ACTIVITY → Look at each line of the records and count those with "JavaScript" in them. Please answer with the count alone.

____

Issue #6033, opened 2024-07-03
[Feature]: Allow Callbacks Passed to `before*`/`after*` to Return Anything


ITenthusiasm:
### Clear and concise description of the problem

Right now, I have an `async` function that I use to create and start a server:

```ts
async function startServer(port) {
  // ...
}
```

Within a test file, I have a setup that looks something like this

```ts
describe("Description", () => {
  let server: Awaited<ReturnType<typeof startServer>>;

  beforeAll(async () => {
    server = await startServer(port);
  });

  afterAll(() => {
    server.close();
  });

  // ...
});
```

For brevity, I'd like to write my code like this instead:
```ts
describe("Description", () => {
  let server: Awaited<ReturnType<typeof startServer>>;

  beforeAll(async () => (server = await startServer(port)));
  afterAll(() => server.close());
  // ...
});
```

But I can't, because the current types for `before*`/`after*` forbid returning an actual value.

### Suggested solution

It would be great if these return types (for `before*` and `after*`) could be updated so that developers could shorthand their setup/teardown blocks. For simple setup/teardown steps, this would reduce the lines of code by 2 per function call (assuming a formatter like `Prettier` is being used).

### Alternative

Currently, developers can circumvent the problem by using [`void`](https://developer.mozilla.org/en-US/docs/Web/JavaScript/Reference/Operators/void). But the appearance of this operator in a codebase is usually considered a smell.

### Additional context

I _think_ that this change would make Vitest "more compatible" with Jest users (from a TypeScript perspective). However, I noticed from the [docs](https://developer.mozilla.org/en-US/docs/Web/JavaScript/Reference/Operators/void) that `beforeAll` accepts a cleanup function. So if this feature request was accepted, there'd probably need to be a proper `typeof` check put in place. (There might already be one in place.)

---

Search Words: `before after promise`
Related Issues: #2149

I can understand the reasoning for restricting `before*`, but I think it would still be nice if `after*` could be looser in its type (assuming that its return value is not operated on outside of a `Promise` check). Note: The `after*` consideration is why I'm keeping this issue separate instead of commenting on the old one.

<details>
  <summary>However, if I may plead my case:</summary>

> I think it's better to be strict in this case, because hooks implementation differs from jest, and if we don't throw for non-functions, users might wrongly think it is the same, and accidentally return a teardown function.

[...]

PR #6393, opened 2024-08-25
fix(types): Allow Callbacks Passed to before*/after* to Return Anything

LuciNyan:
### Description

Hey team! 👋

- Current implementation of callCleanupHooks already accepts non-function values as cleanupCallback
- Type definition currently restricts cleanupCallback to functions only
- This PR updates the type definition to allow non-function values
- No changes to the actual implementation, only type definitions are modified

```
async function callCleanupHooks(cleanups: HookCleanupCallback[]) {
  await Promise.all(
    cleanups.map(async (fn) => {
      if (typeof fn !== 'function') {
        return
      }
      await fn()
    }),
  )
}
```

Close: #6033

### Tests

### Documentation

### Changesets

### DIFF
--- a/packages/runner/src/types/tasks.ts
+++ b/packages/runner/src/types/tasks.ts
@@ -498,28 +498,31 @@ export type HookListener<T extends any[], Return = void> = (
   ...args: T
 ) => Awaitable<Return>
 
-export type HookCleanupCallback = (() => Awaitable<unknown>) | void
+/**
+ * @deprecated
+ */
+export type HookCleanupCallback = unknown
 
 export interface BeforeAllListener {
-  (suite: Readonly<Suite | File>): Awaitable<HookCleanupCallback>
+  (suite: Readonly<Suite | File>): Awaitable<unknown>
 }
 
 export interface AfterAllListener {
-  (suite: Readonly<Suite | File>): Awaitable<void>
+  (suite: Readonly<Suite | File>): Awaitable<unknown>
 }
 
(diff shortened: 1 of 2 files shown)


packages/runner/src/types/tasks.ts
```diff
@@ -498,14 +498,14 @@ export type HookListener<T extends any[], Return = void> = (
   ...args: T
 ) => Awaitable<Return>
 
-export type HookCleanupCallback = (() => Awaitable<unknown>) | void
+export type HookCleanupCallback = (() => Awaitable<unknown>) | any
```
sheremet-va, line 501: I would prefer if we used `unknown` instead.

`(() => Awaitable<unknown>) | any` or `(() => Awaitable<unknown>) | unknown` also don't make sense because both `unknown` and `any` have higher priority, so a single `unknown` should be fine

sheremet-va (changes requested):

packages/runner/src/types/tasks.ts
LuciNyan: Hi @sheremet-va 👋
Do we still need to keep the 'export type HookCleanupCallback = unknown' type, or can we just replace all `HookCleanupCallback` with 'unknown'?

sheremet-va: We should just deprecate it because removing the export is a breaking change

LuciNyan: Ready for review! 🚀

____

RESULT → 2